Mechanical Calculator - The 17th Century - Calculating Clocks: Unsuccessful Mechanical Calculators

Calculating Clocks: Unsuccessful Mechanical Calculators

Both Pascal and Leibniz tried to design some kind of calculating clock before inventing their machines.

...I devised a third which works by springs and which has a very simple design. This is the one, as I have already stated, that I used many times, hidden in the plain sight of an infinity of persons and which is still in operating order. Nevertheless, while always improving on it, I found reasons to change its design... —Pascal, Advertisement Necessary to those who have curiosity to see the Arithmetic Machine, and to operate it, (1645) When, several years ago, I saw for the first time an instrument which, when carried, automatically records the numbers of steps by a pedestrian, it occurred to me at once that the entire arithmetic could be subjected to a similar kind of machinery so that not only counting but also addition and subtraction, multiplication and division could be accomplished by a suitably arranged machine easily, promptly, and with sure results —Leibniz, on his calculating machine, (1685)

The principle of a calculating clock (input wheels and display wheels added to a clock like mechanism) for a direct entry calculating machine couldn't be implemented with the technological levels of the 17th century because their heavier and more numerous gears could be damaged when a carry had to be moved several places along the accumulator. The only 17th century calculating clocks that have survived to this day do not have a machine wide carry mechanism and therefore cannot be called mechanical calculators. The first true calculating clock was built by the Italian Giovanni Poleni in the 18th century and was a two-motion calculating clock (the numbers are inscribed first and then they are processed).

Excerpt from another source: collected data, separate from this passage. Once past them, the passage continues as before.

PR #499, opened 2026-04-16
fix(clinical): baseline-aware trend computation

### LINKED ISSUE #249: Trend direction logic ignores baseline (creatinine rise from baseline 0.7→1.2 looks 'stable')
**File:** packages/medical-logic/src/trend-utils.ts:35-67

Hardcoded 'up is good/bad' ignores per-patient baseline.

**Fix:** Trend computed against baseline parameter; show delta from baseline.

blamechris:
## Summary
- Add \`calculateDeltaFromBaseline(values, baseline?)\` — compares current value against an explicit baseline (or \`values[0]\` when omitted).
- Add \`getTrendInfoFromBaseline(values, goodDirection, baseline?, isOutOfRange?)\` — same \`TrendInfo\` shape as \`getTrendInfo\`, so UI can swap in.
- Guard against divide-by-zero on \`pctChange\` when baseline is 0.

## Why
A slow creatinine drift of 0.7 → 0.8 → 0.9 → 1.1 → 1.2 reports as \"+0.1 (+9%) slightly rising\" under \`calculateDelta\` — nearly stable — when it is actually a ~70% rise from baseline and KDIGO stage-1 AKI territory. Baseline-aware delta preserves the true trajectory.

## Test plan
- [x] 6 new unit tests — explicit baseline, fallback-to-values[0], zero-baseline, neutral-at-baseline
- [x] \`pnpm --filter @carebridge/medical-logic test\` — 146/146 passing

Closes #249

### DIFF
--- a/packages/medical-logic/src/__tests__/trend-utils.test.ts
+++ b/packages/medical-logic/src/__tests__/trend-utils.test.ts
@@ -1,11 +1,13 @@
 import { describe, it, expect } from "vitest";
 import {
   calculateDelta,
+  calculateDeltaFromBaseline,
   classifyTrend,
   detectAKI,
   getGoodDirection,
   getTrendColor,
   getTrendInfo,
+  getTrendInfoFromBaseline,
   isOutOfRange,
   getRangeFlag,
   formatDelta,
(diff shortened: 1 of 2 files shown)


blamechris:
## Summary

Adds `calculateDeltaFromBaseline(values, baseline?)` and `getTrendInfoFromBaseline(values, goodDirection, baseline?, isOutOfRange?)` to `packages/medical-logic/src/trend-utils.ts`. Closes #249. Existing `calculateDelta` / `getTrendInfo` are untouched. 6 new unit tests, CI green (Build / Test / Typecheck).

The clinical motivation is sound: a 0.7 → 0.8 → 0.9 → 1.1 → 1.2 creatinine drift is ~70% from baseline (KDIGO stage-1 AKI territory) but `calculateDelta` only surfaces the last-two-point +9% step. A baseline-aware variant is the right tool.

## Strengths

- Clear JSDoc with concrete clinical example (the exact 5-point creatinine series the tests also exercise).
- Zero-baseline guard (`base !== 0 ? ... : 0`) avoids the `Infinity`/`NaN` that `calculateDelta` can produce when `previous === 0`.
- Tests cover the interesting cases: explicit baseline, `values[0]` fallback, single-value + no baseline, zero baseline, and a neutral-at-baseline `getTrendInfoFromBaseline` case.
- Additive change — no behavior shift for existing callers, low blast radius.

## Issues

**1. Asymmetric single-value semantics deserve a line in the JSDoc.** `calculateDeltaFromBaseline([1.2])` returns `null` but `calculateDeltaFromBaseline([1.2], 0.7)` returns a valid delta. That divergence from `calculateDelta` (which always requires length ≥ 2) is intentional and tested, but the JSDoc never states it — a caller reading only the docstring would assume both functions need ≥ 2 points. One line like "returns a delta even for a single-value series when an explicit baseline is supplied" would prevent a footgun.

**2. The length-check lives below the `base` assignment.** The body reads:
```ts
const current = values[values.length - 1]!;
const base = baseline ?? values[0]!;
if (values.length < 2 && baseline === undefined) return null;
```
This is correct because the short-circuit in `??` means `values[0]!` is only evaluated when `baseline === undefined` — but the non-null assertion on `values[0]!` when `values.length === 0` would be a lie if `values.length === 0 && baseline !== undefined`. Current code handles that via the `values.length === 0` early-return on line 1, so it's safe, but moving the length guard to the top would make the invariants obvious without relying on two separate guards to compose correctly.

**3. No call sites are migrated.** `services/ai-oversight/src/workers/context-builder.ts:143` is the canonical consumer of `calculateDelta` and computes vitals trends fed to the LLM review — exactly the surface where "slow drift from baseline" matters for AI oversight. The patient-portal labs/health-summary pages also don't consume any trend util yet. The PR closes #249 but ships a dormant helper; a follow-up to wire `context-builder` to `calculateDeltaFromBaseline` (using a per-patient baseline from prior admissions, or `values[0]` of the window) is what actually delivers the clinical win. Worth a tracked issue.

**4. Overlap with `classifyTrend` is worth acknowledging.** `classifyTrend` (line 173) is already baseline-aware — it compares `values[0]` to `values[values.length - 1]`, the same fallback the new function uses. `calculateDeltaFromBaseline` complements it (numeric delta + color/arrow vs. direction string), but the two should cross-reference in their JSDoc so a future contributor doesn't write a third overlapping helper. Consider: "See also `classifyTrend` for a direction-only classification over the same baseline semantics."

**5. Zero-baseline `pctChange = 0` silently hides an infinite rise.** `calculateDeltaFromBaseline([5], 0)` returns `pctChange: 0` (tested explicitly). For a metric where 0 is a real measurement (e.g. pain level, output volumes) this reads as "no change" when the absolute change is +5. The `change` field is still correct, so UI that shows the delta in units is fine, but anything thresholding on `pctChange` would under-fire. Consider returning `null` for `pctChange` (and updating the `Delta` type) or documenting that callers must consult `change` when `previous === 0`.

## Deferred Items

- Wiring `context-builder.ts` and any patient-portal trend displays to the baseline-aware variant — this is where clinical value lands.
- Deciding whether `pctChange` should be `number | null` to distinguish "0% change" from "divided by zero".

## Verdict

**Approve with follow-ups.** The helper is correct, tested, and backward-compatible. Ship it, then file the migration + zero-baseline-semantics tickets so the dormant code actually flows into AI oversight and UI.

  • In 1623, Wilhelm Schickard, a German professor of Hebrew and Astronomy, designed a calculating clock which he drew on two letters that he wrote to Johannes Kepler. The first machine to be built by a professional was destroyed during its construction and Schickard abandoned his project in 1624. These drawings had appeared in various publications over the centuries, starting in 1718 with a book of Kepler's letters by Michael Hansch, but in 1957 it was presented for the first time as a long lost mechanical calculator by Dr. Franz Hammer. The building of the first replica in the 1960s showed that Schickard's machine had an unfinished design and therefore wheels and springs were added to make it work. The use of these replicas showed that the single tooth wheel, when used within a calculating clock, was an inadequate carry mechanism. (see Pascal versus Schickard).
  • Around 1643, a French clockmaker from Rouen, after hearing of Pascal's work, built a calculating clock of his own design. Pascal fired all his employees and stopped developing his calculator as soon as he heard of the news. It is only after being assured that his invention would be protected by a royal privilege that he restarted his activity. A careful examination of this calculating clock showed that it didn't work properly and Pascal called it an avorton (aborted fetus).
  • In 1659, the Italian Tito Livio Burattini built a machine with nine independent wheels, each one of these wheels was paired with a smaller carry wheel. At the end of an operation the user had to either manually add each carry to the next digit or mentally add these numbers to create the final result.
  • In 1666, Samuel Morland invented a machine designed to add sums of money, but it was not a true adding machine since the carry was added to a small carry wheel situated above each digit and not directly to the next digit. It was very similar to Burattini's machine. Morland created also a multiplying machines with interchangeable disks based on Napier's bones.
  • In 1673, the French clockmaker René Grillet described in Curiositez mathématiques de l'invention du Sr Grillet, horlogeur à Paris a calculating machine that would be more compact than Pascal's calculator and reversible for subtraction. The only two Grillet machines known have no carry mechanism, displaying three lines of nine independent dials they also have nine rotating napier's rod for multiplication and division. Contrary to Grillet's claim, it was not a mechanical calculator after all.